发表于-2005年12月08日 晚上8:10评论-1条

他走在乡下的夕阳中,我的父亲像一堵墙一样挡住了他的去路。我说过,腰圆肩宽的他站在我父亲面前就好象被锯矮了一截似的。然后是我父亲对他的一番嘲讽,他点头哈腰地低三下四地在小道上溜走。二十年后,当他费力地睁开双眼目睹眼前的一切时,他没有意料到自己竟然是如此的失魂落魄。他叫周云庭。

当我的记忆涣散地分布在大脑的时候,周云庭曾在恍惚之间被绊倒在我的记忆里,他面色铁青地挣开许多人莫名其妙伸过来的双手,蜷缩在一个很邋遢的角落里。他那很破旧的衣服被一层层暗灰的血渍覆盖,他贼眉鼠目地警惕着像水一样流过来的人群,胆战心惊。我父亲和周云庭在小时候就是对头,周云庭在八岁的时候曾仗着自己一身浑身满是力气成功地把我父亲揍倒在地上,我七岁的父亲一身单薄,一把手抓上去可以轻易而举地抓住我父亲的翘起肋骨,周围的人们爆破似的笑声使我父亲幼小的心灵受到严重的创伤。在他们的童年里,我的父亲一直处于一种劣势状态,那个在极度贫穷的年代能够达到周云庭那种体魄真是实属难得。所以我父亲被周云庭打倒也是可以理解的事情。

我祖母忙碌的身影总是穿插在堂屋和生产队的地里,因此常常忽略了我父亲的行为。她并不知道自己的儿子在外边一次次被一些孩子压倒在地上,她强颜欢笑地对待这个破败不堪的家庭。所以我父亲在他的成长岁月里,他格外肆无忌惮地成长。唯一遗憾的是他的身体一直被某些沉重的东西压迫着似的,没办法顺利地成长,以至于他在敌手面前总是一副懊恼的模样。

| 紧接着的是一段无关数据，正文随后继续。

PR #1197, opened 2022-05-20
modal manually centered

trilopin:
#### Summary
Vertically center *more* the modals for run&channel actions.

I tried the centered property in react-modal but there were lots of conflicting injected styles. The channel actions modal has a fixed height, but the run actions modal has a variable height, so in some situations could not be perfectly aligned.
 
#### Ticket Link

Fixes: https://mattermost.atlassian.net/browse/MM-44196

#### Checklist
- [ ] ~~Telemetry updated~~
- [ ] ~~Unit tests updated~~

### DIFF
--- a/webapp/src/components/actions_modal.tsx
+++ b/webapp/src/components/actions_modal.tsx
@@ -22,6 +22,7 @@ interface Props {
     editable: boolean;
     onSave: () => void;
     children: React.ReactNode;
+    adjustTop?: number;
 }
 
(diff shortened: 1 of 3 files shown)


agarciamontoro (approved):
> I tried the centered property in react-modal but there were lots of conflicting injected styles.

This is indeed a mess and we should solve it at some point, because it's creating more work than it helps us.

But this is a good solution for now, thank you!

gbochora (approved):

一九六八年的时候,天空中覆盖着黑压压的云。周云庭走在我们小镇的一个角落里,十六的他摆出一副成人的架子,他无师自通地学会和街道上到处张贴大字报的人一样把脚步迈得充满自信,身体的摇摆节奏仿佛风吹落叶的情景。他开始回忆起前两年独自离家出走时成功地在马路上截获一辆卡车的事情,能够搭上卡车是他过去在晒场追着几头牛,从薅牛尾巴上的绒毛获得的经验。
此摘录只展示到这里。